Only after these intuition-driven hypotheses have been developed can data analysis be applied to real machine data in order to prove or disprove it over a certain period. The combination of human input and intelligent automation is one way of predicting a machine failure. As an alternative, so-called "unsupervised machine learning" algorithms are available today, which independently derive appropriate data from various data. In most cases, it is possible to switch to operational operation after a short, automatic training phase for the algorithm. The probabilities of a correct prediction in such systems are> 90%.
Best practices from leading manufacturers
Here are a few more best practices from some of the leading users of predictive analytics technologies:
Rely on the human intuition of experienced mechanics. Do not discard this important human knowledge, but rely on it. Leading companies entrust their top mechanics or machine designers with predictive maintenance projects who understand the operation of the machine and know under what circumstances certain components often fail.
Crawl, run, run (crawl-walk-run). Don't succumb to the false truth that finding insights for predictive analysis can be completely automated. While trusting experienced mechanics to hypothesize is a critical first step, the nuances that can lead to a machine failing can surprise you. Start slowly, collect data, prove / disprove hypotheses over time and then find the right mix of sensors and report frequencies as a learning process that evolves over time.
Use predictive analytics as a trip. To begin with, they find themselves in a causality dilemma when it comes to determining which comes first: the data or the analysis. In reality, the two are inextricably linked. Understanding predictive analytics as a journey that begins with basic connectivity is a key recipe for success.

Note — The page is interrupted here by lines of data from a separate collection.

PR #1606, opened 2025-01-30
CSHARP-5479: Fix AWS lambda tests

adelinowona:


evergreen/evergreen.yml
```diff
@@ -2067,8 +2071,6 @@ task_groups:
             - "AWS_ACCESS_KEY_ID"
             - "AWS_SECRET_ACCESS_KEY"
             - "AWS_SESSION_TOKEN"
-          env:
```
sanych-sun, line 2070: Are you sure we can remove this?

evergreen/evergreen.yml
```diff
@@ -2115,8 +2117,6 @@ task_groups:
...
-            VAULT_NAME: "gcpkms"
```
sanych-sun, line 2119: Are you sure we can remove this?

evergreen/evergreen.yml
```diff
@@ -2161,10 +2161,9 @@ task_groups:
             - "AWS_ACCESS_KEY_ID"
             - "AWS_SECRET_ACCESS_KEY"
             - "AWS_SESSION_TOKEN"
-          env:
-            VAULT_NAME: "atlas"
```
sanych-sun, line 2165: Are you sure we can remove this?

sanych-sun (changes requested):

evergreen/evergreen.yml
adelinowona: I reviewed the script in [driver-evergreen-tools](https://github.com/mongodb-labs/drivers-evergreen-tools/blob/master/.evergreen/csfle/azurekms/setup-secrets.sh), and it appears that the `VAULT_NAME` variable is not utilized. Therefore, there's no benefit in setting it.

evergreen/evergreen.yml
adelinowona: same thing, VAULT_NAME is not used in the setup script

sanych-sun (approved):
LGTM

evergreen/evergreen.yml
adelinowona: In this case, the setup script does utilize the `VAULT_NAME` variable. However, setting it here won't affect its value in the script due to the way it is [declared](https://github.com/mongodb-labs/drivers-evergreen-tools/blob/master/.evergreen/atlas/setup-secrets.sh#L8).

tests/FaasTests/LambdaTests/template.yaml
```diff
@@ -33,20 +33,6 @@ Resources:
...
-        Fn::Sub: ApplicationInsights-SAM-${AWS::StackName}
-      ResourceQuery:
-        Type: CLOUDFORMATION_STACK_1_0
-  ApplicationInsightsMonitoring:
-    Type: AWS::ApplicationInsights::Application
-    Properties:
-      ResourceGroupName:
-        Ref: ApplicationResourceGroup
-      AutoConfigurationEnabled: 'true'
 Outputs:
```
adelinowona, line 36: Removing this as it is not needed and was causing errors

PR #1608, opened 2025-02-05
Add LinqIntegrationTest file template

sanych-sun:
This changes is hard to review, but it adds LinqIntegrationTest file template for Rider/ReSharper.


rstam (approved):
LGTM

PR #1615, opened 2025-02-18
CSHARP-5494: Deprecate Hedged Reads options

papafe:


adelinowona (changes requested):
I think we expose the hedged options in the readPreference options using the `ReadPreferenceHedge` class. Should we deprecate that as well?

papafe:
> I think we expose the hedged options in the readPreference options using the `ReadPreferenceHedge` class. Should we deprecate that as well?

🤦 Thanks a lot for noticing, I'll take a look

adelinowona (commented):
Hmmm seeing all the warnings suppression is a bit ugly but I am not sure if there's another way to do this. We could add the suppression at the top of the file but I doubt we want to do that since it's best to know exactly what in a file you are suppressing than suppressing the whole file. cc @BorisDog

src/MongoDB.Driver/Core/ReadPreference.cs
```diff
@@ -174,7 +180,9 @@ public ReadPreference(
             ReadPreferenceMode mode,
             IEnumerable<TagSet> tagSets = null,
             TimeSpan? maxStaleness = null,
+#pragma warning disable CS0618 // Type or member is obsolete
```
BorisDog, line 183: Will using this constructor without the hedge parameter, generate an obsolete warning?
If so, we should probably provide a new ctor.

BorisDog (changes requested):
I think we should stick with the current approach for warnings suppression. It's not the most convenient option, but is the safest. As we don't want to ignore things we don't want to ignore :)

PR #1616, opened 2025-02-18
CSHARP-5493: Fix stackoverflow in EnumRepresentationConvention

papafe:


BorisDog (changes requested):

tests/MongoDB.Driver.Tests/Jira/CSharp5493Tests.cs
```diff
@@ -0,0 +1,63 @@
...
+        [Fact]
+        private void Test()
+        {
+            var pack = new ConventionPack { new EnumRepresentationConvention(BsonType.String) };
+            ConventionRegistry.Register("enumRecursive", pack, t => t == typeof(RecursiveClass));
+
+            var client = DriverTestConfiguration.Client;
+            var database = client.GetDatabase("test");
+            database.DropCollection("recursiveClass");
+            var collection = database.GetCollection<RecursiveClass>("recursiveClass");
```
BorisDog, line 38: Do we need to use an actual DB here?
Can this be tested by getting the `BsonClassMap` of the class?

BorisDog (approved):
The fix LGTM, few questions about the test.

src/MongoDB.Bson/Serialization/Conventions/EnumRepresentationConvention.cs
```diff
@@ -67,6 +69,14 @@ public EnumRepresentationConvention(BsonType representation, bool topLevelOnly)
         /// <param name="memberMap">The member map.</param>
         public void Apply(BsonMemberMap memberMap)
         {
+            var memberType = memberMap.MemberType;
+
+            if (!memberType.IsEnum && Nullable.GetUnderlyingType(memberType) == null && !memberType.IsArray &&
```
BorisDog, line 74: Please double check other conventions. `ObjectSerializerAllowedTypesConvention` for example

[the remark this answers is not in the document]
sanych-sun: Does it mean we will get some class map with a member that is not very well configured?

sanych-sun (changes requested):

src/MongoDB.Bson/Serialization/Conventions/EnumRepresentationConvention.cs
```diff
@@ -67,6 +68,14 @@ public EnumRepresentationConvention(BsonType representation, bool topLevelOnly)
...
```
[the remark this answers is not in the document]
papafe: Yes, we apply it for collections of enum. Actually this issue is coming out from a PR of mine where we added support for collections of enum: https://github.com/mongodb/mongo-csharp-driver/pull/1574
Before we were retrieving the serializers only after checking if it was an enum or a nullable enum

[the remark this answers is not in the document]
papafe: I have inverted the condition though, I agree it's probably more readable like this.

sanych-sun (approved):
LGTM

src/MongoDB.Bson/Serialization/Conventions/EnumRepresentationConvention.cs
```diff
@@ -67,6 +68,13 @@ public EnumRepresentationConvention(BsonType representation, bool topLevelOnly)
         /// <param name="memberMap">The member map.</param>
         public void Apply(BsonMemberMap memberMap)
         {
+            var memberType = memberMap.MemberType;
+
+            if (!(memberType.IsEnum || memberType.IsNullableEnum() || memberType.IsArray || typeof(IEnumerable).IsAssignableFrom(memberType)))
```
rstam, line 73: I had a hard time reading this. It seemed like it was completely backwards, until... I finally saw that tiny little `!` at the beginning.

This is fine for now, but a helper method would improve readability. Something like:

    if (!CouldAppy()) 
    { 
        return;
    }

or perhaps:

    if (CouldNotApply()) 
    { 
        return: 
    }

src/MongoDB.Bson/Serialization/Conventions/ObjectSerializerAllowedTypesConvention.cs
```diff
@@ -152,6 +153,14 @@ public bool AllowDefaultFrameworkTypes
         /// <param name="memberMap">The member map.</param>
         public void Apply(BsonMemberMap memberMap)
         {
+            var memberType = memberMap.MemberType;
+
+            if (memberType != typeof(object) && Nullable.GetUnderlyingType(memberType) == null && !memberType.IsArray &&
```
rstam, line 158: Nullable.GetUnderlyingType(memberType) == null

is hard to read... and it relies on subtleties (for example, why doesn't it throw an exception when `memberType` is not `Nullable`???).

We have a helper method for this:

    !memberType.IsNullable()

PR #1622, opened 2025-02-24
CSHARP-5507: Improve readability of some conventions code

papafe:


src/MongoDB.Bson/Serialization/Conventions/EnumRepresentationConvention.cs
```diff
@@ -90,6 +90,11 @@ IBsonSerializer Reconfigure(IBsonSerializer s)
         }
 
         // private methods
+        private bool CouldApply(Type memberType)
```
rstam, line 93: This could be a local method inside `Apply`.

src/MongoDB.Bson/Serialization/Conventions/ObjectSerializerAllowedTypesConvention.cs
```diff
@@ -170,6 +169,13 @@ public void Apply(BsonMemberMap memberMap)
             }
         }
 
+        // private methods
+        private bool CouldApply(Type memberType)
```
rstam, line 173: This could be a local method inside `Apply`.

rstam (changes requested):
Depending on what you think of my comments I could also LGTM as is.

src/MongoDB.Bson/Serialization/Conventions/ObjectSerializerAllowedTypesConvention.cs
papafe: Makes sense, I've moved this and the same method in the other convention.

src/MongoDB.Bson/Serialization/Conventions/EnumRepresentationConvention.cs
```diff
@@ -87,6 +87,9 @@ public void Apply(BsonMemberMap memberMap)
 
             IBsonSerializer Reconfigure(IBsonSerializer s)
                 => s.ValueType.IsEnum ? (s as IRepresentationConfigurable)?.WithRepresentation(_representation) : null;
+
+            bool CouldApply(Type type)
```
rstam, line 91: Could be `static`.

But it's not important.

rstam (approved):
LGTM

PR #1626, opened 2025-02-26
CSHARP-5469: Support $lookup in CSFLE and QE

papafe:


tests/MongoDB.Driver.Tests/Specifications/client-side-encryption/prose-tests/ClientEncryptionProseTests.cs
```diff
@@ -2535,7 +2752,7 @@ public void ViewAreProhibitedTest([Values(false, true)] bool async)
                         view,
                         async,
                         documents: new BsonDocument("test", 1)));
-                exception.Message.Should().Be("Encryption related exception: cannot auto encrypt a view.");
+                exception.Message.Contains("cannot auto encrypt a view");
```
papafe, line 2755: This was failing because the new error message was reporting also the view name. I've modified the test to be adherent to the prose test, that prescribe only that the exception message string must contain "cannot auto encrypt a view").

tests/MongoDB.Driver.Tests/Specifications/client-side-encryption/prose-tests/ClientEncryptionProseTests.cs
```diff
@@ -2685,7 +2902,7 @@ private void AssertInnerEncryptionException<TInnerException>(Exception ex, strin
             where TInnerException : Exception
             => AssertInnerEncryptionException<TInnerException>(ex, e => e.Message.Should().Contain(exceptionMessageContains));
 
-        private IMongoClient ConfigureClient(
+        private IMongoClient ConfigureClient( //TODO Am I wrong or both this method and ConfigureClientEncrypted can create an encrypted client? It's confusing
```
papafe, line 2905: Just a comment

tests/MongoDB.Driver.Tests/Specifications/client-side-encryption/prose-tests/ClientEncryptionProseTests.cs
```diff
@@ -2511,6 +2510,224 @@ public void RewrapManyDataKeyOptions_with_should_validate_provider_is_set()
...
+
+            PipelineDefinition<BsonDocument, BsonDocument> CreatePipeline(string pipelineJson)
+            {
+                return Bson.Serialization.BsonSerializer.Deserialize<List<BsonDocument>>(pipelineJson);
+            }
+        }
+
+        // 25. Test $lookup (case 9)
+        [Fact]
+        public void TestLookupUnsupported()
```
papafe, line 2686: Unfortunately this case cannot be done together with the others, as this prescribes that there is an exception thrown when using an older version of mongocryptid

src/MongoDB.Driver.Encryption/MongoDB.Driver.Encryption.csproj
```diff
@@ -13,7 +13,52 @@
...
+    <PropertyGroup>
+        <AnyBinaryMissing Condition="!Exists('$(MSBuildProjectDirectory)/runtimes/osx/native/libmongocrypt.dylib')
+        or !Exists('$(MSBuildProjectDirectory)/runtimes/linux/native/x64/libmongocrypt.so')
+        or !Exists('$(MSBuildProjectDirectory)/runtimes/linux/native/arm64/libmongocrypt.so')
+        or !Exists('$(MSBuildProjectDirectory)/runtimes/linux/native/alpine/libmongocrypt.so')
+        or !Exists('$(MSBuildProjectDirectory)/runtimes/win/native/mongocrypt.dll')">true</AnyBinaryMissing>
+        <LibMongoCryptAllSourceUrl>https://mciuploads.s3.amazonaws.com/libmongocrypt/all/master/33fdf65cce5a0c0cdd293c64ed40e4a8205c3ce0/libmongocrypt-all.tar.gz</LibMongoCryptAllSourceUrl>
+    </PropertyGroup>
+
+    <Target Name="DownloadAllNativeBinaries" BeforeTargets="BeforeBuild" Condition="'$(AnyBinaryMissing)' == 'true' and '$(LibMongoCryptAllSourceUrl)' != ''">
```
papafe, line 25: This is a new target that gets all the binaries from the same zip file. The target won't run if `LibMongoCryptAllSourceUrl` is empty, and then the usual targets for downloading binaries will do it.

tests/MongoDB.Driver.Tests/Specifications/client-side-encryption/prose-tests/ClientEncryptionProseTests.cs
```diff
@@ -873,10 +872,10 @@ void AssertResult(Exception ex, string expectedExceptionInfo)
                 }
             }
 
-            Guid CreateDataKeyTestCaseStep(ClientEncryption testCaseClientEncription, BsonDocument masterKey, bool async)
+            Guid CreateDataKeyTestCaseStep(ClientEncryption testCaseClientEncryption, BsonDocument masterKey, bool async)
             {
                 var dataKeyOptions = new DataKeyOptions(masterKey: masterKey);
```
damieng, line 877: Is this going to support joining where different data keys are used for two different collections in the same query?

papafe: I'm not sure, but I don't think this is the use case for this PR. The main issue is that previous to this change collection that use automatic encryption could not be used in $lookup operations

damieng: Right but if each collection uses a different data key then $lookup is going to fail.

src/MongoDB.Driver.Encryption/MongoDB.Driver.Encryption.csproj
papafe: The single zip file is being created by evergreen for the libmongocrpyt repo. 
For libmongocrypt releases, instead, there are as many zip files as targets and this is what is used by the `DownloadNativeBinary` target that is already in the csproj file currently. 

This new target has been added mostly to test the unreleased version of libmongocrypt, so we're not even sure we're going to keep this.

tests/MongoDB.Driver.Tests/Specifications/client-side-encryption/prose-tests/ClientEncryptionProseTests.cs
papafe: Ah yes, I think you're correct. I don't think this is going to be supported.

src/MongoDB.Driver.Encryption/MongoDB.Driver.Encryption.csproj
adelinowona: The newest version of libmongocrypt has just been released so I don't think we'll need this

adelinowona (commented):
The newest version of libmongocrypt has just been released as a heads up. However, I think there is still some value in exploring ways to make testing unreleased libmongocrypt versions easier. My biggest concern is that the `LibMongoCryptAllSourceUrl` will just download all the binaries which is a big download. Not sure if there is a way to also download specific binaries in the same way we do with the released libmongocrypt version. Something to investigate.

tests/MongoDB.Driver.Tests/Specifications/client-side-encryption/prose-tests/ClientEncryptionProseTests.cs
```diff
@@ -2511,6 +2510,223 @@ public void RewrapManyDataKeyOptions_with_should_validate_provider_is_set()
...
+                return Bson.Serialization.BsonSerializer.Deserialize<List<BsonDocument>>(pipelineJson);
+            }
+        }
+
+        // 25. Test $lookup (case 9)
+        [Fact]
+        public void TestLookupUnsupported()
+        {
+            RequireServer.Check().Supports(Feature.Csfle2QEv2).ClusterTypes(ClusterType.ReplicaSet);
+            RequireServer.Check().VersionLessThan(new SemanticVersion(8, 1, 0, "alpha2-67-gd329906"));
```
adelinowona, line 2690: same as my other comments above

adelinowona (changes requested):

tests/MongoDB.Driver.Tests/Specifications/client-side-encryption/prose-tests/ClientEncryptionProseTests.cs
```diff
@@ -2511,6 +2510,223 @@ public void RewrapManyDataKeyOptions_with_should_validate_provider_is_set()
             exception.Should().BeOfType<ArgumentException>().Subject.ParamName.Should().Be("provider");
         }
 
+        // 25. Test $lookup (cases 1-8)
+        [Fact]
+        public void TestLookup()
+        {
+            RequireServer.Check().Supports(Feature.Csfle2QEv2).ClusterTypes(ClusterType.ReplicaSet);
+            RequireServer.Check().VersionGreaterThanOrEqualTo(new SemanticVersion(8, 1, 0, "alpha2-67-gd329906"));
```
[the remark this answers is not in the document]
BorisDog: We should make it a `Feature` then. So it can be used instead of `Feature.Csfle2QEv2`.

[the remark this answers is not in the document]
papafe: The issue here is that version 8.1.0 is not out yet, so RequireServer.Check().VersionGreaterThanOrEqualTo("8.1.0") will never be true (yet), so the test would not run. 

And I didn't think about the feature, it makes sense. For now I'll use the alpha version in the feature, then we can correct it later.

tests/MongoDB.Driver.Tests/Specifications/client-side-encryption/prose-tests/ClientEncryptionProseTests.cs
```diff
@@ -2511,6 +2510,223 @@ public void RewrapManyDataKeyOptions_with_should_validate_provider_is_set()
             exception.Should().BeOfType<ArgumentException>().Subject.ParamName.Should().Be("provider");
         }
 
+        // 25. Test $lookup (cases 1-8)
+        [Fact]
+        public void TestLookup()
+        {
+            RequireServer.Check().Supports(Feature.Csfle2QEv2).ClusterTypes(ClusterType.ReplicaSet);
```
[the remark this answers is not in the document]
papafe: You're right!

adelinowona (approved):
LGTM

Predictive maintenance programs don't have to be costly. Especially when companies rely on human intuition to develop hypotheses, i.e. follow a crawl-walk-run approach and view predictive analytics as a journey. You start with the basic connectivity and get a steadily more precise picture through continuous data aggregation and analysis. On the Lean.IQ marketplace, we present some specific concepts that can significantly accelerate implementation. Leaders in it, applying these best practices can turn costly operating costs into a source of significant competitive advantage.